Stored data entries
════════════════════
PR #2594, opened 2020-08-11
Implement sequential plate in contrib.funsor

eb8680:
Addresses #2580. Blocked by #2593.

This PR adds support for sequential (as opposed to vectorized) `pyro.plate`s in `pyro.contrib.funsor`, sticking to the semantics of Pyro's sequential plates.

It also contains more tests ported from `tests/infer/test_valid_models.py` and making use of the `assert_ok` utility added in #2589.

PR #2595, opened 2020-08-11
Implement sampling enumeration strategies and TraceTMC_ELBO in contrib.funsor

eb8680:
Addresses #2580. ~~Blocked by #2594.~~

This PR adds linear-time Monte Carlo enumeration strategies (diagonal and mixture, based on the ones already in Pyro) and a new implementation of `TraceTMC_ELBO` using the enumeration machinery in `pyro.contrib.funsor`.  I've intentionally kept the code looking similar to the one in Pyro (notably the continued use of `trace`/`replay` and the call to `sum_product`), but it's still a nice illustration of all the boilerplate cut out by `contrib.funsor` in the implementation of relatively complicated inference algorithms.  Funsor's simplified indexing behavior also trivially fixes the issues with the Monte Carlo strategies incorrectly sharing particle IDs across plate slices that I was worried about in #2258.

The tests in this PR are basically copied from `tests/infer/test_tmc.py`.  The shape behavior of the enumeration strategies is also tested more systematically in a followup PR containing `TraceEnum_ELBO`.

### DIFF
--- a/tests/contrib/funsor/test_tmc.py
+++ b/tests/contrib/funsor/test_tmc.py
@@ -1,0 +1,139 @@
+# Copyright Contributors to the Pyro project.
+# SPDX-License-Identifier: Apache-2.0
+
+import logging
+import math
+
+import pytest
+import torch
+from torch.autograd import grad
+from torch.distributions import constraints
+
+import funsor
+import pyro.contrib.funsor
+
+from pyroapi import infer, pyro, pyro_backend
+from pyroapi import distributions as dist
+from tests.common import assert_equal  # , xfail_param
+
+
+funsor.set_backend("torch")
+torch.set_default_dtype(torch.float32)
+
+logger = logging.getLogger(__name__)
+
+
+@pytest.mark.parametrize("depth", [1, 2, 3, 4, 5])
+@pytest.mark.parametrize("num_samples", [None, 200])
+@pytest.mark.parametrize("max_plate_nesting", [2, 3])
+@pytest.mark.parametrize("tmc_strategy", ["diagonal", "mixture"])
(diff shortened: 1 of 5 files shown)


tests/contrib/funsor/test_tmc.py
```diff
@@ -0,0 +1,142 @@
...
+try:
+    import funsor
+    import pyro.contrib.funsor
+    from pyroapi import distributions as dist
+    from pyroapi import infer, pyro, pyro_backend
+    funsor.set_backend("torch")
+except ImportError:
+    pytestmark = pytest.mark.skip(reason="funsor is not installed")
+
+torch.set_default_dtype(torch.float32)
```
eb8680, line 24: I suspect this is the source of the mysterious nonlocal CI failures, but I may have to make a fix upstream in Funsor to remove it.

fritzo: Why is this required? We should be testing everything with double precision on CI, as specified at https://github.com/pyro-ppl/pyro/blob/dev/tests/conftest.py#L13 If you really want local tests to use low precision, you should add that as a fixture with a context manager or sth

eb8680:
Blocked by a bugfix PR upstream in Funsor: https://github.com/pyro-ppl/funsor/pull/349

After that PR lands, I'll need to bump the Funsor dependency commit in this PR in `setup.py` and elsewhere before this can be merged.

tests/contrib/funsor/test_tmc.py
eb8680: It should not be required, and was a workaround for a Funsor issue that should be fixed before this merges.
════════════════════
● **EXERCISE GOAL**
Starting with the line with "PR #2595, opened 2020-08-11" above and going on through the line with "Addresses #2580. ~~Blocked by #2594.~~", transcribe every line exactly, both ends included, and add nothing.

● **EXERCISE RESPONSE**
PR #2595, opened 2020-08-11
Implement sampling enumeration strategies and TraceTMC_ELBO in contrib.funsor

eb8680:
Addresses #2580. ~~Blocked by #2594.~~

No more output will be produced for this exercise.